WHAT YOU NEED TO DO → Read through the listing below and return only the lines containing "relative".

········

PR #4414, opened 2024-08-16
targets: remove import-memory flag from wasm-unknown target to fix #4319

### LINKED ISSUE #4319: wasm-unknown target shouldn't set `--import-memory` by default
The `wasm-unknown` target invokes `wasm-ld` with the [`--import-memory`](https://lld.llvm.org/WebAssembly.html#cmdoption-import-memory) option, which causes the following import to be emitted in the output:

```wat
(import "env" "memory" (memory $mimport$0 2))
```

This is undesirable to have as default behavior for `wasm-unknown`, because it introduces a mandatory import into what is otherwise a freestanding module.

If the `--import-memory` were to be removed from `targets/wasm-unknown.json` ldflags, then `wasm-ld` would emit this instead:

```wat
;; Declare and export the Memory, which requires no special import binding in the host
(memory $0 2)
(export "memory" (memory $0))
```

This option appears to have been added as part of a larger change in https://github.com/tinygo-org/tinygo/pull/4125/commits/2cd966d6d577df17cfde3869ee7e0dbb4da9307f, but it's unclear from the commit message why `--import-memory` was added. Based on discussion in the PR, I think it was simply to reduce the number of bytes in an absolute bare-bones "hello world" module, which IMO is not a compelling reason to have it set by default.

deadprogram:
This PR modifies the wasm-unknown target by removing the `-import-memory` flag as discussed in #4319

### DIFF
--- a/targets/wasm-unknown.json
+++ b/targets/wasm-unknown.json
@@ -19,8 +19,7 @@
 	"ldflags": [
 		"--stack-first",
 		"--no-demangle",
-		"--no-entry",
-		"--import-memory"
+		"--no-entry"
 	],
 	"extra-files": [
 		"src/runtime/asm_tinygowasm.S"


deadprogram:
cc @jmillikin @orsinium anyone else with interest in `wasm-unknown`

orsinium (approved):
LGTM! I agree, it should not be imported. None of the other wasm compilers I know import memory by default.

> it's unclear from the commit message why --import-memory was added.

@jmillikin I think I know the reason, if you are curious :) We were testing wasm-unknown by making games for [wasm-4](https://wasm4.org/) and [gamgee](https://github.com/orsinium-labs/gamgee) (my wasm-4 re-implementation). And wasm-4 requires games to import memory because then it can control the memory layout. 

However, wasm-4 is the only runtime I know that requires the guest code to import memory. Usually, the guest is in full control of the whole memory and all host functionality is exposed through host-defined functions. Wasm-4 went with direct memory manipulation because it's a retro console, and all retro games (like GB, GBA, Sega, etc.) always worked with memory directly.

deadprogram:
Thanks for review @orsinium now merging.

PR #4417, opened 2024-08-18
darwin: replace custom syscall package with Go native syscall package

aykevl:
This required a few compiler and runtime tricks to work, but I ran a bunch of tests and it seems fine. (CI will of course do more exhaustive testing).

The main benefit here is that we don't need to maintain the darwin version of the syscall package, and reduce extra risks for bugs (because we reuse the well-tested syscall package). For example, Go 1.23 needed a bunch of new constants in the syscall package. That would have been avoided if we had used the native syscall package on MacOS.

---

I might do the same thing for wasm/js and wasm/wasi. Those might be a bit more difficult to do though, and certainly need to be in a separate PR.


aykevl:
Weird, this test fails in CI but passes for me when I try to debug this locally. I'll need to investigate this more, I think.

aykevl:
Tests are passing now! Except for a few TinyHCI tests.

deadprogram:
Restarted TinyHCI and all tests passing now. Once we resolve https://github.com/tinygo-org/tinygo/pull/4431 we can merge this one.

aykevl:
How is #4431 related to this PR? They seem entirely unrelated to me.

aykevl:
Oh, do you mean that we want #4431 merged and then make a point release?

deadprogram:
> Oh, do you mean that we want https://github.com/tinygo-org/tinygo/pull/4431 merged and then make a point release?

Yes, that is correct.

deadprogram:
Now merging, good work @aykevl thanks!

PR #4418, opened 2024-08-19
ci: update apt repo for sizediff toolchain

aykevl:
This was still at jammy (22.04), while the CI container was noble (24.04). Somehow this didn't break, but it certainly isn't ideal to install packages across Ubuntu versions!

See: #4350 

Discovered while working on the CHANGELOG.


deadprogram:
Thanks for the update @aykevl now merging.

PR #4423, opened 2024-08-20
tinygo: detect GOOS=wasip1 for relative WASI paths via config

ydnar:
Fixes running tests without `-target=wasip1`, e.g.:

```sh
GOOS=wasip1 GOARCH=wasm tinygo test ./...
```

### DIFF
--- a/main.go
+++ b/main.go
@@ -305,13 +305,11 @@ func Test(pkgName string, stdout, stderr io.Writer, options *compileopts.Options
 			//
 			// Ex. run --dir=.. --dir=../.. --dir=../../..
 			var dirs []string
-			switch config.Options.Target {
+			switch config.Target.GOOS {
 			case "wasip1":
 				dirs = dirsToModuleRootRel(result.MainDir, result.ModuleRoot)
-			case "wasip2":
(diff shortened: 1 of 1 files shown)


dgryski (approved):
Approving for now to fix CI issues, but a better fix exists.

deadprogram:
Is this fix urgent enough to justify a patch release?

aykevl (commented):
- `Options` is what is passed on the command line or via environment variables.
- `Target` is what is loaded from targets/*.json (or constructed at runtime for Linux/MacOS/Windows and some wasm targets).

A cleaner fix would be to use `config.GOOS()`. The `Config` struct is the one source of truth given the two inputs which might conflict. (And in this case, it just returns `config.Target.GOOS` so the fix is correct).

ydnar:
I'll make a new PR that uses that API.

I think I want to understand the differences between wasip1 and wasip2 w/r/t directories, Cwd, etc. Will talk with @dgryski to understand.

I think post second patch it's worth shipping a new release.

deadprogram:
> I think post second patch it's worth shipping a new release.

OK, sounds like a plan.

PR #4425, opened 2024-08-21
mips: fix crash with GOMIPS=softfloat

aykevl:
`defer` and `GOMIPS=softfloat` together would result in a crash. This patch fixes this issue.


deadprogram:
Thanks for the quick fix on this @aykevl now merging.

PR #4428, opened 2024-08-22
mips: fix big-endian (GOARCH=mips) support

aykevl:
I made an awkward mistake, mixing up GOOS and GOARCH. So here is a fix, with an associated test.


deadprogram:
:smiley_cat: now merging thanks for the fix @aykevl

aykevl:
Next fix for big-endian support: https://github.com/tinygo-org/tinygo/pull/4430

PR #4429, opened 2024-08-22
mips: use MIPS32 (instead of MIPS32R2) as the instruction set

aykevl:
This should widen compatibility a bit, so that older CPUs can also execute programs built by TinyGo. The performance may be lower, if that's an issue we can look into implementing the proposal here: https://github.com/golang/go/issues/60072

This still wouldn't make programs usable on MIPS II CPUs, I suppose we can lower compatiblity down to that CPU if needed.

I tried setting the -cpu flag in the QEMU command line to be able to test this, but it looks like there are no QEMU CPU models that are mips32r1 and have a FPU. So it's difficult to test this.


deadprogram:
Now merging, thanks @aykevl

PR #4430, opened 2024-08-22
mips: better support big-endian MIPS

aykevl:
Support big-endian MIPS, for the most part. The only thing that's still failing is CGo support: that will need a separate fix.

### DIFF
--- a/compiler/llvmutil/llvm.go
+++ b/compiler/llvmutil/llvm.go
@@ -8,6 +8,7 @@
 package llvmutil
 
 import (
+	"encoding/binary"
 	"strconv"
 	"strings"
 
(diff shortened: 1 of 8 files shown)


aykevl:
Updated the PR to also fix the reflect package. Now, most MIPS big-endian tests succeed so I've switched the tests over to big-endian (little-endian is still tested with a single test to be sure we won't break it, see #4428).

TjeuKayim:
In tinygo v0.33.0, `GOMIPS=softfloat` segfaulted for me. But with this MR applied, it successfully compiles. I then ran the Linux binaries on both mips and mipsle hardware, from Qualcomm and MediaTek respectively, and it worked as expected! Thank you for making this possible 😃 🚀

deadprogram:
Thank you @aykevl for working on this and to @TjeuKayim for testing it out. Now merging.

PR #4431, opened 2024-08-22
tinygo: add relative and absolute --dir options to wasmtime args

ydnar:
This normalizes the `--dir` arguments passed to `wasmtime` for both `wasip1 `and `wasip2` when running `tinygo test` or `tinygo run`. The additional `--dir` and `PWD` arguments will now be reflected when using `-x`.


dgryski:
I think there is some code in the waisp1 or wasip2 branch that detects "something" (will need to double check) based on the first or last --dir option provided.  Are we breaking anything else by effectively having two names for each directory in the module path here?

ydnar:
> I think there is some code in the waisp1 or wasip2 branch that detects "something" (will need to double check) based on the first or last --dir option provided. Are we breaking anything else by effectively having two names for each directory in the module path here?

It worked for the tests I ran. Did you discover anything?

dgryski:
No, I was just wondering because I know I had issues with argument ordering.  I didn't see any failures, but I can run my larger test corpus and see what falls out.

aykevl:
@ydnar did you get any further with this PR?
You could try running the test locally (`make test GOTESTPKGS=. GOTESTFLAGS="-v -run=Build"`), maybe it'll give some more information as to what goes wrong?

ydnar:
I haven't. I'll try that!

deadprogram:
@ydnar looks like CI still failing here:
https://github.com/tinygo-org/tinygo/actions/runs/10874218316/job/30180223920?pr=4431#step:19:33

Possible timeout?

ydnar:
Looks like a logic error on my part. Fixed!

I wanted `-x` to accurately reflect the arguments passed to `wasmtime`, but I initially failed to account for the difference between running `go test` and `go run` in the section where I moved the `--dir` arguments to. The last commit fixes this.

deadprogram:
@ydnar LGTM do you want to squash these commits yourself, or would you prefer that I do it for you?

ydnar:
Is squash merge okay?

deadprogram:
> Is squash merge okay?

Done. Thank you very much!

········

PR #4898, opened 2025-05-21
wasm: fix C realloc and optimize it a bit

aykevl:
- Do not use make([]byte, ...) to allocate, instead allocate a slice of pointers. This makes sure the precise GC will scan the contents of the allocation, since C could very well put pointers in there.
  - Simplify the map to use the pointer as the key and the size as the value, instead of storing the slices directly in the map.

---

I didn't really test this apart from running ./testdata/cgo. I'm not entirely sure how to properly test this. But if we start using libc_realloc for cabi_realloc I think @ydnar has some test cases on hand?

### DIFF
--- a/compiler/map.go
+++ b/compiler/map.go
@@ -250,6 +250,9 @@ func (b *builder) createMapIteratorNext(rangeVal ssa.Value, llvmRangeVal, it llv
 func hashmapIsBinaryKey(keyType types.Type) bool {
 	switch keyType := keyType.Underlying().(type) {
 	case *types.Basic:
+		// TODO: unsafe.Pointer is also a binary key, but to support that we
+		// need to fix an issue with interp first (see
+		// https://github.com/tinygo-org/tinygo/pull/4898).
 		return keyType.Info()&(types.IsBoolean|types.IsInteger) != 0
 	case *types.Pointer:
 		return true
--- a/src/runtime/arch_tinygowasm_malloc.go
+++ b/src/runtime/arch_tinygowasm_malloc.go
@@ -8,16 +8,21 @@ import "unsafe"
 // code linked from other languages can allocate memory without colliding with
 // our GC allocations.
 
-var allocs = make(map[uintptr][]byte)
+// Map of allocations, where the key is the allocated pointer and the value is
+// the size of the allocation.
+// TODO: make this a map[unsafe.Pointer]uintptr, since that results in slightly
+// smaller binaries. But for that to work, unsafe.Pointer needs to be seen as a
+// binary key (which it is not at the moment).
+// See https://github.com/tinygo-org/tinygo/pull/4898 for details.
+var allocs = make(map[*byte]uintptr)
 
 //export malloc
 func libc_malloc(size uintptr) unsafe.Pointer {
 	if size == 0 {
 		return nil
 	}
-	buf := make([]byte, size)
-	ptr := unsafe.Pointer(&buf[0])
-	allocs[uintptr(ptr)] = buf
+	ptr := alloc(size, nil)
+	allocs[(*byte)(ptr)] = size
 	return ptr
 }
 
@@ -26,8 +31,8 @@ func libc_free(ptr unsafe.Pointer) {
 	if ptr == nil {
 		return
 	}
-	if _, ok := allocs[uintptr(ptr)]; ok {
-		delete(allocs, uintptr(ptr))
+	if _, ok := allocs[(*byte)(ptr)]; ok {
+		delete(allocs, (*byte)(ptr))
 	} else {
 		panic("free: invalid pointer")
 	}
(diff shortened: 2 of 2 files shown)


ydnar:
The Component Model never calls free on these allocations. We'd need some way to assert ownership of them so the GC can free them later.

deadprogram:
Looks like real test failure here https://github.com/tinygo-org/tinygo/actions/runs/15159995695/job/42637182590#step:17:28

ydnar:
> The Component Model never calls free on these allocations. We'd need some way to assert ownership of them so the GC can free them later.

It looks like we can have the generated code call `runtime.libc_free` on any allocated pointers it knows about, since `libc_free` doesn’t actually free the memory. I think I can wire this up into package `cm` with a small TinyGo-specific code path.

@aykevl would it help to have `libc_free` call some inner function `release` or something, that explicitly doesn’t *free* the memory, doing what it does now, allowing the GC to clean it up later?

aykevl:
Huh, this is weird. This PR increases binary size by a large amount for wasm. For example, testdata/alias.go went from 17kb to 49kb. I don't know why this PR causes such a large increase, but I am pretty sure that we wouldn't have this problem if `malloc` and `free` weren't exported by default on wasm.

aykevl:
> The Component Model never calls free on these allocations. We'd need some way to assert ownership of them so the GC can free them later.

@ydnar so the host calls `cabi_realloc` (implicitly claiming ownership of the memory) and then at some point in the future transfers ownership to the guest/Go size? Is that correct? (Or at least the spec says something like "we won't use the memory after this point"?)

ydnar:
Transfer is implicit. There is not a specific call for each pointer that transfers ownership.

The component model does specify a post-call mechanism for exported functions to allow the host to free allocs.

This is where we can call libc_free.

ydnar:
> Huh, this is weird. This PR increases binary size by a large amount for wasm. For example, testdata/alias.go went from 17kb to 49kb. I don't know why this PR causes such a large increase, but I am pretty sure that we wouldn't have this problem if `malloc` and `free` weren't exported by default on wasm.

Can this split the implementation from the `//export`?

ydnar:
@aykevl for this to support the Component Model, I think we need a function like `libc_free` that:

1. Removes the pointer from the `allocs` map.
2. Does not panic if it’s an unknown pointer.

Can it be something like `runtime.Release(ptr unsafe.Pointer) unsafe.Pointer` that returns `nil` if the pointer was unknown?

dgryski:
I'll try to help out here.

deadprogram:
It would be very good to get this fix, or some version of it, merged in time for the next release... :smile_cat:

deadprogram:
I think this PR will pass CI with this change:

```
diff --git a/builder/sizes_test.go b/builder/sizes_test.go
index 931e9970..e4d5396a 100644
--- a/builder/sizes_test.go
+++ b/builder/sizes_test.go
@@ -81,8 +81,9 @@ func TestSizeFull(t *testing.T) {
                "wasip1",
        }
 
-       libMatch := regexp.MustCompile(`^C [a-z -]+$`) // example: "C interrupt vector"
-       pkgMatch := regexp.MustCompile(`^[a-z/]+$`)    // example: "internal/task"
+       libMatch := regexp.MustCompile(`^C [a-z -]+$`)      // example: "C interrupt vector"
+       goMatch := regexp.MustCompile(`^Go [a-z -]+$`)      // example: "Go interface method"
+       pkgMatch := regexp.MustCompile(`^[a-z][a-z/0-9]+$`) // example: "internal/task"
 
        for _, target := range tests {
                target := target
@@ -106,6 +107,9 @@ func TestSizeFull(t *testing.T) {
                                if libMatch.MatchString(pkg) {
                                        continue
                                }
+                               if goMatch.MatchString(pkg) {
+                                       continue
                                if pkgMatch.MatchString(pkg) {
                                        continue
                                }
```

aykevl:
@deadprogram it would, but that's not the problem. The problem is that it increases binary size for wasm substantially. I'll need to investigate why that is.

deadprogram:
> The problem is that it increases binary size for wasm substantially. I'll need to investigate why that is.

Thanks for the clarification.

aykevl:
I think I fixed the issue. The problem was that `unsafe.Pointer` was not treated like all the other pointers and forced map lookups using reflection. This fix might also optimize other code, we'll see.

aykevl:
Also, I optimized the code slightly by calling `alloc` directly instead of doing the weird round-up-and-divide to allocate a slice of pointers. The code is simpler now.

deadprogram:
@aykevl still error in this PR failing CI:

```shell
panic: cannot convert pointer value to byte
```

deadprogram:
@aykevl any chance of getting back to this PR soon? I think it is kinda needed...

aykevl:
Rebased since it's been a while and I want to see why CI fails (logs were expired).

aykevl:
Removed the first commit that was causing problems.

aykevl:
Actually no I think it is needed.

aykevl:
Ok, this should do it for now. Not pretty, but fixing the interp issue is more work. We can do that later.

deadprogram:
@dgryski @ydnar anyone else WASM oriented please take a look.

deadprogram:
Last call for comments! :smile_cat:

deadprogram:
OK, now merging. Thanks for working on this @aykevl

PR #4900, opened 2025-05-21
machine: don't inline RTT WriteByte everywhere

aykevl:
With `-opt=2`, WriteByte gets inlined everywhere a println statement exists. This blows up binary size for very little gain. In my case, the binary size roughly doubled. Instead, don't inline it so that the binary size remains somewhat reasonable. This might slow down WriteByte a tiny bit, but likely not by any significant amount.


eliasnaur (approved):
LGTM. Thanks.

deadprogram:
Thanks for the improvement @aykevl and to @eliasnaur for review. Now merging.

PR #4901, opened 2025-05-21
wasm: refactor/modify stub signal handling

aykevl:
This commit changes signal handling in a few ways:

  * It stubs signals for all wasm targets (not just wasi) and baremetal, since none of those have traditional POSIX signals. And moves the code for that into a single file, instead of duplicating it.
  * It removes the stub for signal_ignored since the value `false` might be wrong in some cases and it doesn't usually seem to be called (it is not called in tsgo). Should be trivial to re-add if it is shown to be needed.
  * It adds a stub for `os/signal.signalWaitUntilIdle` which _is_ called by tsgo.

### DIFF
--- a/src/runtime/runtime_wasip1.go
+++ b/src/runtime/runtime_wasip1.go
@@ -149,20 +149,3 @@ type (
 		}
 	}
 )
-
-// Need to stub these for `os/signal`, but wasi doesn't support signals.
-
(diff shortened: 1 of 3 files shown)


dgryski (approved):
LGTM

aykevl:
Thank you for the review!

········

RESPONSE BELOW →
tinygo: detect GOOS=wasip1 for relative WASI paths via config
tinygo: add relative and absolute --dir options to wasmtime args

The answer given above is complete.